Тут Сошников перевел взгляд на людей, сидевших у гроба. Две смутные неузнанные фигуры. Совсем не известная Сошникову пожилая полная тетка в черном, она подняла отечное лицо, пусто посмотрела на Сошникова. И женщина чуть помоложе, тоже незнакомая, но не в траурной черноте, а в чем-то вполне затрапезном — в каком-то сереньком пальтишке и красной вязаной шапке.
Наверное, времени для выражения почтения прошло достаточно. Сошников кивнул, сам не зная, что показал этим движением, и вышел в коридор. Он прошел чуть дальше, мимо душисто пахнувших елью аляповатых венков. Увидел Нину в конце коридора, возле входа на кухню. Она сидела на чем-то низком в полутьме и, сама в черном, почти сливалась с потемками, так что Сошников не столько узнал ее, сколько угадал по ее небольшой съежившейся фигуре, что это она. Подошел, не зная, что сказать. Она сама заговорила тихо и с той озабоченностью в голосе, которая неизбежно проявляется у людей во время потрясений:
— Хорошо, что ты пришел.
Он опять не нашелся, что сказать, только так же, как и в прошлый раз, кивнул и рукой, кончиками пальцев, прикоснулся к ее плечу. Он подумал, что давно не видел Нину — наверное, года два прошло или даже больше, — а разговор затеялся такой, будто они только вчера болтали о чем-то.

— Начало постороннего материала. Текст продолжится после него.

PR #661, opened 2024-03-11
fix: update tracker support and services cones per project CAD info

wdconinc:
### Briefly, what does this PR introduce?
This PR adds the outer support/services cone and places the cones and barrels in their actual intended positions. I'm marking this as a bugfix since the placement was completely wrong (with tracks in some regions going through two support cylinders...).

TODO:
- [x] #663
- [x] #673
  - this is not really a dependency, but if the radius of that system increases, we want to figure it out before putting in the services
- [x] #668 
- [x] #683
- [x] #684

### What kind of change does this PR introduce?
- [x] Bug fix (issue #__)
- [ ] New feature (issue #__)
- [ ] Documentation update
- [ ] Other: __

### Please check if this PR fulfills the following:
- [ ] Tests for the changes have been added
- [ ] Documentation has been added / updated
- [x] Changes have been communicated to collaborators @sly2j 

### Does this PR introduce breaking changes? What changes might users need to make to their code?
No.

### Does this PR change default behavior?
Yes, it adds the project's estimate of the equivalent aluminum thickness of the services.

PR #663, opened 2024-03-12
fix: InnerMPGDBarrel rmin 51.25 -> 55 cm; zmax 135 -> 143 cm

wdconinc:
This PR updates the InnerMPGDBarrel position in accordance with latest drawings from the project engineers.

- [x] Bug fix (issue #__)
- [ ] New feature (issue #__)
- [ ] Documentation update
- [ ] Other: __

No.

No.

### DIFF
--- a/compact/tracking/definitions_craterlake.xml
+++ b/compact/tracking/definitions_craterlake.xml
@@ -32,10 +32,10 @@
     <constant name="MPGDOuterBarrelModule_zmin2"     value="174.5*cm"/>
 
     <comment> Inner MPGD unsegmented barrel </comment>
-    <constant name="InnerMPGDBarrel_rmin"            value="51.25*cm"/>
+    <constant name="InnerMPGDBarrel_rmin"            value="55*cm"/>
     <constant name="InnerMPGDBarrel_dz"              value="0"/>
     <constant name="InnerMPGDBarrel_zmin"            value="105*cm"/> <comment> negative z </comment>
-    <constant name="InnerMPGDBarrel_zmax"            value="135*cm"/>    <comment> positive z </comment>
+    <constant name="InnerMPGDBarrel_zmax"            value="143*cm"/> <comment> positive z </comment>
     <constant name="InnerMPGDBarrel_length"          value="InnerMPGDBarrel_zmax + InnerMPGDBarrel_zmin"/>
     <constant name="InnerMPGDBarrel_zoffset"         value="0.5*(InnerMPGDBarrel_zmax - InnerMPGDBarrel_zmin)"/>
 


wdconinc:
References:
- https://indico.bnl.gov/event/22417/, ePIC detector integration, an update, Roland Wimmer, page 4

image

mposik1983:
New MPGD location:
Screen Shot 2024-03-13 at 2 42 14 PM
Screen Shot 2024-03-13 at 2 41 42 PM

radial envelope now extends from 55cm to 60cm

mposik1983:
New envelope has some overlaps with some Tracker support materials
Are these being addressed here or in a separate PR?

Screen Shot 2024-03-13 at 3 04 09 PM

mposik1983 (dismissed):

wdconinc:
> Are these being addressed here or in a separate PR?

You added the overlaps with your changes :-) Now we can't merge this.

compact/tracking/mpgd_barrel.xml
```diff
@@ -20,14 +20,9 @@
...
-    <constant name="InnerMPGDBarrelMod_rmin"                value="InnerMPGDBarrel_rmin"/>
-    <constant name="InnerMPGDBarrelMod_dz"                  value="InnerMPGDBarrel_dz"/>
-
-    <constant name="InnerMPGDBarrelMod_length"              value="InnerMPGDBarrel_length" />
-
-    <constant name="InnerMPGDBarrelLayer_length"            value="InnerMPGDBarrelMod_length + 1*um" />
-    <constant name="InnerMPGDBarrelLayer_thickness"         value="2*cm" />
-    <constant name="InnerMPGDBarrelLayer_rmin"              value="InnerMPGDBarrelMod_rmin - InnerMPGDBarrelLayer_thickness / 2.0"/>
+    <constant name="InnerMPGDBarrelLayer_length"            value="InnerMPGDBarrel_length" />
+    <constant name="InnerMPGDBarrelLayer_thickness"         value="5*cm" />
```
wdconinc, line 24: Probably this is the cause.

compact/tracking/mpgd_barrel.xml
```diff
@@ -63,26 +58,22 @@
       type="epic_TrackerBarrel"
       readout="MPGDBarrelHits"
       insideTrackingVolume="true">
-      <type_flags type="DetType_TRACKER + DetType_BARREL"/>
-      <dimensions
-        rmin="InnerMPGDBarrelLayer_rmin"
-        rmax="InnerMPGDBarrelLayer_rmax"
-        length="InnerMPGDBarrelLayer_length"/>
```
wdconinc, line 70: Maybe this too? Where does the MPGD get its rmin and rmax from now?

mposik1983: Hmmm.. I thought it was the due to the MPGD running into the cable services, since the MPGD envelope has increased in radius and length, unless the cable services were updated when the CF support was added

mposik1983: > Maybe this too? Where does the MPGD get its rmin and rmax from now?

This version of the MPGD is made up of long rectangular staves that are used to approximate a cylinder, whose dimensions are assigned in the module tag(https://github.com/eic/epic/blob/material_binning/compact/tracking/mpgd_barrel.xml#L71).

 rmin and rmax are used to define in the barrel envelop: https://github.com/eic/epic/blob/material_binning/compact/tracking/mpgd_barrel.xml#L89 that is used to place the staves around

wdconinc:
The overlap here is still due to the completely wrong model of services we're using now...
image

mposik1983:
> The overlap here is still due to the completely wrong model of services we're using now... 

yes, these cable services are where I thought the overlap was coming from. Should we also modify their radii here as well?

wdconinc:
> Should we also modify their radii here as well?

I'm just moving the services slightly inward, testing that overlaps are gone, and then we will override that anyway with #661 .

wdconinc:
Moved the outer supports/services cylinder inward by 3cm, now 1cm inward from InnerMPGDBarrel (was defined at InnerMPGDBarrel_rmin + 2 cm, which is indeed not good).

mposik1983 (dismissed):

mposik1983 (approved):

— Знаешь, что она сказала? — Нина отвела глаза и заговорила еще тише, с нотками обиды. — Та, его родственница… Я даже не знаю, кем она ему доводится — то ли двоюродная тетка, то ли троюродная сестра… Она сказала, что я свела его на тот свет, чтобы присвоить себе эту квартиру.
— Брось, Нина, люди в сердцах чего не наговорят.
— Господи, как все-таки нехорошо… Но я же не могу претендовать, мне это ничего не надо. Мы с Алешей даже расписаны официально не были. И я не хотела никогда претендовать. Мы теперь с Лялькой поедем к маме…
— Все уладится, Нина.
Она, кажется, немного успокоилась, но тут же отклонилась в сторону, долго посмотрела в коридор. Сошников тоже повернулся, посмотрел, но ничего особенного не увидел: так же тихо приходили и уходили люди.